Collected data
------------------------------------------------------------
PR #1843, opened 2017-11-14
Gradle: remove GRADLE_HOME from manifest

oltolm:
This commit removes the `%GRADLE_HOME%` environment variable. It is not used by Gradle. See this [discussion](https://discuss.gradle.org/t/do-we-really-need-gradle-home-docs-site-inconsistency/21671).


oltolm:
Will this be merged?

PR #1847, opened 2017-11-15
Adding hash values to jq.json

Ghasan:
I installed jq for work today, and realized it does not contain hashes as scoop gave warnings.

The official project repo does not contain hashes, so I downloaded the binaries twice, and calculated the hashes and put them here.

I tested it with 'scoop install jq.json' locally and it worked fine for the 64


r15ch13:
Totally missed that one. 😁

PR #1855, opened 2017-11-17
Adding configuration support for nano.

Ghasan:
This is to add support for nano configuration. nano Windows build expect a 'HOME' variable to point to the home folder of the current user, and it reads the configuration from there by looking for nano.rc file. https://www.nano-editor.org/dist/v2.8/faq.html#3.9b

There are no options to change nano to look at somewhere else.

I have added a check so that nano.rc is not copied to the home folder if it already exists there, and I put a note about the environment set, and the nano.rc placed at the home folder.

### DIFF
--- a/bucket/nano.json
+++ b/bucket/nano.json
@@ -5,14 +5,11 @@
     "url": "https://www.nano-editor.org/dist/v2.5/NT/nano-2.5.3.zip",
     "hash": "c012456b9f29e488b0e9a688aa43a34326dd573f9e99765cbdac2b81a4bc1060",
     "bin": "nano-2.5.3-win32\\nano.exe",
-    "env_set": {
-        "HOME": "$env:USERPROFILE"
-    },
-    "post_install": "(-not (Test-Path ~/nano.rc)) -and (Copy-Item $dir/nano-2.5.3-win32/nano.rc ~/nano.rc)",
+    "env_ensure_home": true,
+    "post_install": "if (-not (Test-Path ~/nano.rc)) { Copy-Item $dir/nano-2.5.3-win32/nano.rc ~/nano.rc }",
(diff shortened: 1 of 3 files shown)


oltolm:
If you change the value of `%HOME%` it will break other apps like Emacs which also use `%HOME%`. Emacs won't be able to find its configuration. Scoop should never change the value `%HOME%`.

Ghasan:
Doesn't Emacs `HOME` variable point to the user profile? If it does, then it should be fine. Because `HOME` indicates that it points to the user profile, if not, then it defies its own meaning.

This is a screenshot of my user profile, in which many programs store their configurations.

user profile

This is if I am not mistaken mentioned [here](https://github.com/lukesampson/scoop/blob/master/lib/install.ps1#L55), but it is commented out for some reason.

r15ch13:
@Ghasan the line you mentioned was changed with this commit: https://github.com/lukesampson/scoop/commit/a04b69451a4efe771de11024addea56197b43d0b

Ghasan:
Thank you, @r15ch13. I have made some changes and now I use "env_ensure_home" flag. I tested it, and it worked. However, this probably needs some approval as it enables a new property.

r15ch13:
@Ghasan did you read the issue https://github.com/lukesampson/scoop/issues/687?
I would recommend adding a note that explains what to do, instead of adding `HOME`.

Ghasan:
Thank you, @r15ch13. I read that, and I checked Yarn, Vim, and Emacs, and they seem to not require %HOME% variable to be present, and they can find user profile themselves, which I think now is the correct way. So I removed the changes I made, and it now only copies nano.rc from the installation folder to user profile, and gives a note about setting %HOME% for nano.

PR #1856, opened 2017-11-20
Use official GnuPG binaries, not GPG4Win, and revert version from 3.0 to 2.2.3.

Ghasan:
I tried installing gpg yesterday, and I ran into some errors. It seemed neither gpg.exe, nor gpg2.exe actually existed in the package downloaded. GPG4Win actually contains the installer of GnuPG, but it does not contain the binaries themselves ready for referencing.

Moreover, GnuPG is in version 2.2.3, not 3.0.0. That is GPG4Win software bundle version.

So I made these "breaking changes", as it reverts version from 3.0.0 to 2.2.3, but this is necessary (as the previous one is not the version of GnuPG, but GPG4Win), and I referenced the official binaries from gnupg.org, and updated checkver and autoupdate accordingly.

I tested it, and it worked fine.

### DIFF
--- a/bucket/gpg.json
+++ b/bucket/gpg.json
@@ -1,22 +1,18 @@
 {
-    "version": "3.0.0",
-    "license": "GNU",
-    "url": "https://files.gpg4win.org/gpg4win-3.0.0.exe#/dl.7z",
-    "hash": "2565bf6faf8defb8fa61b0b1a30f0e68e2ca5ceb3177d08516e00ca1620252bf",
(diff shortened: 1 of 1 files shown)


r15ch13:
GnuPG is already in the extras bucket [gnupg.json](https://github.com/lukesampson/scoop-extras/blob/master/gnupg.json) and there is a PR https://github.com/lukesampson/scoop/pull/1730

Ghasan:
Thanks, @r15ch13. It looks good now.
------------------------------------------------------------
What you need to do =>
Supply the number of lines above that contain the word "commit", and nothing else.

Response to the task =>
2